PR #189, opened 2018-07-16
rf: ZENKO-744 rename lifecycle producer and consumer

jonathan-gramain:
Rename:

- producer -> bucketProcessor
- consumer -> objectProcessor

Note: waiting for backbeat image update to bump version number.

PR #202, opened 2018-07-20
ft: ZENKO-781 scale out backbeat services

jonathan-gramain:
- Modify number of kafka partitions created to nodeCount

- Set all scalable backbeat components replica count to nodeCount

### DIFF
--- a/charts/single-node-values.yml
+++ b/charts/single-node-values.yml
@@ -10,6 +10,19 @@ cloudserver:
     replicas: *nodeCount
 
 backbeat:
+  replication:
+    dataProcessor:
+      replicaCount: *nodeCount
+    statusProcessor:
+      replicaCount: *nodeCount
+  lifecycle:
+    bucketProcessor:
+      replicaCount: *nodeCount
+    objectProcessor:
+      replicaCount: *nodeCount
+  garbageCollector:
+    consumer:
+      replicaCount: *nodeCount
   mongodb:
     replicas: *nodeCount
 
--- a/charts/zenko/values.yaml
+++ b/charts/zenko/values.yaml
@@ -37,6 +37,19 @@ cloudserver:
     secretKey: deployment-specific-secret-key
 
 backbeat:
+  replication:
+    dataProcessor:
+      replicaCount: *nodeCount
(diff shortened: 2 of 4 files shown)


charts/backbeat/templates/gc/deployment.yaml
```diff
@@ -40,10 +40,12 @@ spec:
             httpGet:
               path: {{ .Values.health.path.liveness}}
               port: {{ .Values.health.port }}
+            initialDelaySeconds: 10
```
giacope: Since most of the backbeat deployments share this value, maybe it should be specified in the `values.yaml` file. Then it could be templated with something like:
```yaml
        	livenessProbe:
{{ toYaml .Values.livenessProbe | indent 12 }}
        	readinessProbe:
{{ toYaml .Values.readinessProbe | indent 12 }}
```

jonathan-gramain: For now I keep those changes as an experiment to see how it goes on the CI, but if it helps I'll do this change!

charts/backbeat/templates/gc/deployment.yaml
```diff
@@ -40,10 +40,12 @@ spec:
             httpGet:
               path: {{ .Values.health.path.liveness}}
               port: {{ .Values.health.port }}
+            initialDelaySeconds: 30
```
ssalaues: I think the `periodDelay` of something like 10-15 would be very useful in this PR as well since the dependency services (kafka and zookeeper) usually take the longest to come up. This way the exponential `CrashLoopBackoff` doesn't cause the pods to quickly build up a long retry period.

jonathan-gramain:
depends on https://github.com/scality/Zenko/pull/189 to be merged first, because of the lack of default values for the CI otherwise.

charts/backbeat/templates/gc/deployment.yaml
jonathan-gramain: Since the problem in this PR does not seem related to this initial delay but to conflicts with other pending PRs, let's keep those useful hints aside for a follow-up PR.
----------------------------------------
# Work to complete:
In the records, how many lines have the word "single" in them? Only the number is needed.

# Response:
2